EXERCISE DIRECTIONS: Go through the data line by line. Copy each one holding the string "parts".

** EXERCISE DATA follows **

PR #280, opened 2015-11-27
Mark failing tests on MIPS with WILL_FAIL on CMake.

kraiskil:
Just to keep the buildbot green. 
I don't have a mips to test on, could I trouble @dsandersimgtec to test/approve this?

### DIFF
--- a/CMakeLists.txt
+++ b/CMakeLists.txt
@@ -878,6 +878,8 @@ add_subdirectory("scripts")
 # for tests & examples
 if(CMAKE_SYSTEM_PROCESSOR MATCHES "ppc")
   set(POWERPC 1)
+elseif(CMAKE_SYSTEM_PROCESSOR MATCHES "mips")
+  set(MIPS 1)
 elseif(CMAKE_SYSTEM_PROCESSOR MATCHES "armv7")
   set(ARMV7 1)
 elseif(CMAKE_SYSTEM_PROCESSOR MATCHES "armv6")
--- a/examples/CMakeLists.txt
+++ b/examples/CMakeLists.txt
@@ -57,6 +57,6 @@ add_subdirectory("scalarwave")
 add_subdirectory("trig")
 
 if(MIPS)
-  set_tests_properties("examle1-spir32"
+  set_tests_properties("example1-spir32"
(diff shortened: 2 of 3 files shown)


kraiskil:
Ok, thanks.

I leave the decision of updating the buildslave to you - whenever is convenient for you. 
The idea here is just to get the buildslave to switch to green, so developers notice easier if they cause new regressions. Marking "unexpected success"es is easy enough, even without access to a mips machine.

dsandersimgtec:
I've updated the buildslave so the majority of these should be fixed in the next build. I'll update it again once the final release is out.

This might actually make the buildbot green by itself since the remaining known failure was kernel/test_hadd_loops and buildbot says that's passing in build 43.

kraiskil:
Great.
I'd still really want the line:
```elseif(CMAKE_SYSTEM_PROCESSOR MATCHES "mips")```
tested & into the master. Even if there are no more failures :)

dsandersimgtec:
Ok

dsandersimgtec:
Updating the compiler to 3.7.1rc2 made the buildbot green so we don't need the WILL_FAIL parts of this change any more.

Just for completeness, cmake emitted some errors for the set_properties statements. It turned out that example1-spir32 should have been spec_tests/example1_dot_product_spir32, and the kernel/test_shuffle_* tests were being marked WILL_FAIL before the relevant add_test. I just deleted these statements in my testing since I'd already seen the buildbot turn green.

> elseif(CMAKE_SYSTEM_PROCESSOR MATCHES "mips")
>  set(MIPS 1)

This works correctly so we should go ahead this this bit.

pjaaskel:
Shall I pull this?

dsandersimgtec:
I think it needs to be revised to just the:
> elseif(CMAKE_SYSTEM_PROCESSOR MATCHES "mips")
>   set(MIPS 1)

The parts to mark expected failures has been made unnecessary by the compiler update and will cause unexpected passes.

kraiskil:
Right - lets not merge this request, just add the above lines to master. Thanks for testing @dsandersimgtec.

pjaaskel:
Added in 2136936b6.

** End of EXERCISE DATA **

WRITTEN ANSWER:
Updating the compiler to 3.7.1rc2 made the buildbot green so we don't need the WILL_FAIL parts of this change any more.
The parts to mark expected failures has been made unnecessary by the compiler update and will cause unexpected passes.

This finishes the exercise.